Princess Kate: Why the royals don’t have to tell us everything

Princess Kate: Why the royals don’t have to tell us everything

Kate, Princess of Wales, has known for weeks that she is seriously ill. And chose to remain silent. In view of the wild conspiracy theories surrounding her health and her person, the question arises: Have many people forgotten what role public relations plays in the monarchy?

It is perhaps one of the biggest misunderstandings of our modern times: that royal press work serves the truth. Now one can debate whether public relations departments should generally be committed to the truth – but royal PR has certainly not been for centuries.

The large oil paintings by the German painter Hans Holbein showed King Henry VIII in full regalia, but of course not the festering wounds on his legs that tormented him for years. And William’s great-grandfather George VI. was not sick at all to the public. When doctors operated on one of his lungs in 1951, it was sold to the public as “structural abnormalities” – even the king himself was initially left in the dark about his true fate. When he died quite suddenly in 1952 from lung cancer, the news of his death came just as the Times went to press; morphine injections from the royal doctors at the right time probably helped to achieve the perfect PR effect.

Kate and William: picture of a perfect family

The work of royal press secretaries is always focused on one thing: making the royal family look good. In the case of Kate and William, the Prince and Princess of Wales, this meant presenting the image of a perfect family at all times and everywhere. Two adults in harmonious service to the people between kindergarten openings and soup kitchen visits and every now and then pictures of the little heir to the throne George, already perfectly prepared for his future role.

Prince George with his mother Kate at his grandmother's funeral

Kate and William’s press work is therefore not designed to convey one or even the truth. Rather, it serves to represent their royal roles to the outside world – these impossibly perfect people in an increasingly impossible institution.

The royals are not celebrities: Kate & Co. have no interest in publicity

Because here we come to the second part of this misunderstanding, which particularly affects the public outside of Great Britain: The royals are not celebrities. They have no interest in publicity. You must always and always protect yourself from the public.

On the one hand, because too much publicity could damage the principle of the idea of ​​the monarchy: that this family has something so special within it, which is why they are allowed to wear crowns, ride in golden carriages and have children who will do all of this at some point.

And on the other hand, the Windsors have to protect themselves from the public because these modern royals want to live like (almost) normal people.

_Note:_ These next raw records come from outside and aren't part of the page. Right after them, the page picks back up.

PR #8428, opened 2023-03-10
[pre-commit] Configure ruff to sort import in the doc examples

Pierre-Sassoulas:
## Type of Changes

## Description

Faster, but I'm not sure if ruff handle first party / third parties correctly. It's good enough for the doc example anyway, and the per file configuration is better than a regex...

### DIFF
--- a/requirements_test_pre_commit.txt
+++ b/requirements_test_pre_commit.txt
@@ -4,7 +4,7 @@ pre-commit~=3.1;python_version>='3.8'
 bandit==1.7.4
 black==23.1.0
 flake8==6.0.0;python_version>='3.8'
-ruff
+ruff==0.0.254
 flake8-typing-imports==1.14.0;python_version>='3.8'
 isort==5.12.0;python_version>='3.8'
 mypy==1.0.1
--- a/requirements_test_pre_commit.txt
+++ b/requirements_test_pre_commit.txt
@@ -1,10 +1,10 @@
-# Everything in this file should reflect the pre-commit configuration
-# in .pre-commit-config.yaml
-pre-commit~=3.1;python_version>='3.8'
-bandit==1.7.4
-black==23.1.0
-flake8==6.0.0;python_version>='3.8'
-ruff==0.0.254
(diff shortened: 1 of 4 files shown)


requirements_test_pre_commit.txt
```diff
@@ -4,7 +4,7 @@ pre-commit~=3.1;python_version>='3.8'
 bandit==1.7.4
 black==23.1.0
 flake8==6.0.0;python_version>='3.8'
-ruff
+ruff==0.0.254
```
DanielNoord, line 7: I'd rather just have this install latest right? Pinning feels unnecessary as `pre-commit` will get the version as specified anyway.

Pierre-Sassoulas: Yeah, I'm fed up with approving dependabot's dozen of MR too.

Pierre-Sassoulas: Should I do another commit for that, or change this in another MR?

DanielNoord: Can we just remove this file perhaps?

DanielNoord: Let's do a separate commit in this PR

Pierre-Sassoulas: We had this argument with Marc, he wanted to have the possibility to use tools without pre-commit, I did not like the duplication personally. I'm not sure about pinging him for that though.

DanielNoord: With dependabot we are on the latest version anyway in `pre-commit`. Specifying the versions in a file does not improve the workflow significantly as you would still need to `pip install` yourself manually.

Specifying the tools we use seems fine, pinning them to versions and having to update seems a timewaste

Pierre-Sassoulas: So let's keep the file and not pin then. Do you think we need another MR of should I just fix this here ?

DanielNoord: Let's fix here

DanielNoord (approved):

Extremely privileged, but as parents who bring their children to school as often as possible – and without being photographed by paparazzi. Who throw parties with friends without pictures appearing in tabloids afterwards. Who go on vacation without having photos of Kate in a bikini printed afterwards.

Kate, Princess of Wales, visiting an aid organization in January 2023

And part of this normal life is that Kate, as Princess of Wales, has herself photographed with her children in front of the clinic a few hours after the birth. But she has just now decided to keep the public in the dark for weeks about how she is doing.

It’s squaring the circle that the Windsors are trying to do here. You, as a royal family, are the epitome of publicity. Their privileges, their roles, their entire raison d’être rests on being seen. And yet they want to protect themselves from this public and not reveal everything to them.

Where there was no information, there were conspiracy theories

Are you allowed to do that?

And perhaps this question shows how absurd the debates surrounding Kate have become in recent weeks. Where there was no information, there were conspiracy theories. The Princess of Wales needed privacy. And the public demanded “the truth.”

Which leads to the next question: Can we demand that the royals tell us everything, at any time?

Now the British can certainly ask what is actually going on – after all, as taxpayers, they pay for the royals’ appearances and pomp and circumstance. But all of us who simply allow ourselves to be entertained by this pomp, we must not demand that this woman, this family, reveal her soul to us.

We should remember what these royals are: above all, people with roles that now show once again how inhumane they really are.